■ INFORMATION:
PR #224, opened 2020-08-26
HBP-87. Avoid need to install flask for tvb-multiscale when using h5 layer

popaula937:
Move get_voxel_region from RegionVolumeMappingH5 a level up on the visualizer that uses it because it needs access to more H5 files. This way we keep the h5 layer more isolated in order to easily use it in other modules, eg tvb-multiscale. 
Having get_voxel_region on RegionVolumeMappingH5 resulted in the need to install flask for tvb-multiscale.

### DIFF
--- a/framework_tvb/tvb/adapters/datatypes/h5/region_mapping_h5.py
+++ b/framework_tvb/tvb/adapters/datatypes/h5/region_mapping_h5.py
@@ -28,11 +28,8 @@
 #
 #
 
-from tvb.core.adapters.arguments_serialisation import preprocess_space_parameters
 from tvb.adapters.datatypes.h5.spectral_h5 import DataTypeMatrixH5
 from tvb.adapters.datatypes.h5.structural_h5 import VolumetricDataMixin
-from tvb.core.entities.load import load_entity_by_gid
-from tvb.core.neocom import h5
 from tvb.core.neotraits.h5 import H5File, DataSet, Reference
 from tvb.datatypes.region_mapping import RegionMapping, RegionVolumeMapping
 
@@ -57,7 +54,6 @@ class RegionMappingH5(H5File):
         return self.array_data.load()[int(start_idx): int(end_idx)].T
 
 
-
 class RegionVolumeMappingH5(VolumetricDataMixin, DataTypeMatrixH5):
 
     def __init__(self, path):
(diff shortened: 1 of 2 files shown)


liadomide (approved):
I fully agree with moving this method at a different level (in visualizer).

It is not clear to me how the flask dependency was being enforced in the prev code. 
Could you pls elaborate (as it might hide another wrong dependency)?

popaula937:
> I fully agree with moving this method at a different level (in visualizer).
> 
> It is not clear to me how the flask dependency was being enforced in the prev code.
> Could you pls elaborate (as it might hide another wrong dependency)?

It is not necessary to install the full flask, only werkzeug. But flask was added in the tvb-multiscale Dockerfile as it brings werkzeug, too.
RegionVolumeMappinhH5 had the following chain of dependencies:  `from tvb.core.entities.load import load_entity_by_gid` -> `from tvb.core.entities.file.files_update_manager import FilesUpdateManager` -> `from tvb.core.entities.file.files_helper import FilesHelper` -> `from werkzeug.utils import secure_filename`

liadomide:
> `from tvb.core.entities.file.files_helper import FilesHelper` -> `from werkzeug.utils import secure_filename`

Thanks for the clarification. Perhaps we should review the code in this `files_helper.py` as part of another task.
This module seems to have become a bit heavy lately, while we have it included deep into our core. 
Maybe we can move some of the function from here closer to their actual usages. 
For example the method `save_temporary_file` where `werkzeug` is used, is needed for `tvb.interfaces.rest.server` only. I do not see a reason to cary its 3rd party lib in the rest of the core, just for the potential that it might be needed in the future by other layers...

popaula937:
> > `from tvb.core.entities.file.files_helper import FilesHelper` -> `from werkzeug.utils import secure_filename`
> 
> Thanks for the clarification. Perhaps we should review the code in this `files_helper.py` as part of another task.
> This module seems to have become a bit heavy lately, while we have it included deep into our core.
> Maybe we can move some of the function from here closer to their actual usages.
> For example the method `save_temporary_file` where `werkzeug` is used, is needed for `tvb.interfaces.rest.server` only. I do not see a reason to cary its 3rd party lib in the rest of the core, just for the potential that it might be needed in the future by other layers...

Added [TVB-2775](https://req.thevirtualbrain.org/browse/TVB-2775) for this.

■ WHAT YOU NEED TO DO: What lines in the data above contain the word "moving"? Copy them all.

■ TASK RESPONSE:
I fully agree with moving this method at a different level (in visualizer).
> I fully agree with moving this method at a different level (in visualizer).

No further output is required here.